Great example. Abs and negate can just return appropriate views layered
on top of the object at *less* cost than COW. So, yes, it would be
foolish to deep-copy if you're never going to change either the copy or
the original, but deep-copying in the absence of COW is far from necessary.

[...]
>> [...] It is disturbing to me that the COW infrastructure still exists
>> (and even more disturbing that it is still used internally!) when COW
>> is supposedly disabled.
>
> You make it sound like I was trying to hide it. The behavior is clearly
> explained on the "Copying and Argument-Passing" page of the
> documentation. It should probably be on the "threadsafe vs.
> copy_on_write" page too, but it didn't occur to me.

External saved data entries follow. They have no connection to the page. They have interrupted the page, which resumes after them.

PR #568, opened 2015-11-13
stop shipping files that are not needed to run/understand the code

grosser:
@mperham @petergoldstein

makes the gem lighter for those committing vendor/cache and install faster
leaving docs in case someone opens the gem up

### DIFF
--- a/dalli.gemspec
+++ b/dalli.gemspec
@@ -1,29 +1,23 @@
 require './lib/dalli/version'
 
 Gem::Specification.new do |s|
-  s.name = %q{dalli}
+  s.name = "dalli"
   s.version = Dalli::VERSION
   s.license = "MIT"
 
   s.authors = ["Mike Perham"]
-  s.description = %q{High performance memcached client for Ruby}
-  s.email = %q{mperham@gmail.com}
+  s.description = s.summary = "High performance memcached client for Ruby"
+  s.email = "mperham@gmail.com"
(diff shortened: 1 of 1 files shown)


dalli.gemspec
```diff
@@ -1,27 +1,21 @@
...
-  s.description = %q{High performance memcached client for Ruby}
-  s.email = %q{mperham@gmail.com}
+  s.description = s.summary = "High performance memcached client for Ruby"
+  s.email = "mperham@gmail.com"
   s.files = Dir.glob("lib/**/*") + [
      "LICENSE",
      "README.md",
      "History.md",
-     "Rakefile",
      "Gemfile",
```
petergoldstein: It looks like there's a trailing comma here that should be removed.

grosser: done!

petergoldstein:
@grosser Can you please rebase this PR?

Also, it looks like you've excluded the dalli.gemspec file from the included files.  That seems incorrect - can you clarify why you feel that's the correct change?

grosser:
a packed gem is a .gem file, which includes the gemspec and 'all other files', so adding the gemspec to the 'all other files' means it's included twice. I'm shipping lots of gems without it and it has never been an issue, even rails does not do it https://github.com/rails/rails/blob/master/rails.gemspec#L19

petergoldstein:
Fair enough, that makes sense.  Thanks for clarifying.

I obviously didn't read this closely enough, hence the surprise.

> The only concrete complaint that people could give me about CoW was
> that code using it couldn't be made thread-safe, which is true. So I
> made a way to instruct the library to force all integer objects to have
> unique storage before they're returned to user code, and made it the
> default to prevent unpleasant client-code surprises. The internal code
> is single-threaded, and completely under my control in any case if I
> find it useful to make it multithreaded someday, so that answered the
> thread-safety complaint.
>
> The only other complaints people had was that they didn't like it,
> which is not a valid reason to change it, and that move-emulation makes
> it irrelevant, which it doesn't in this case.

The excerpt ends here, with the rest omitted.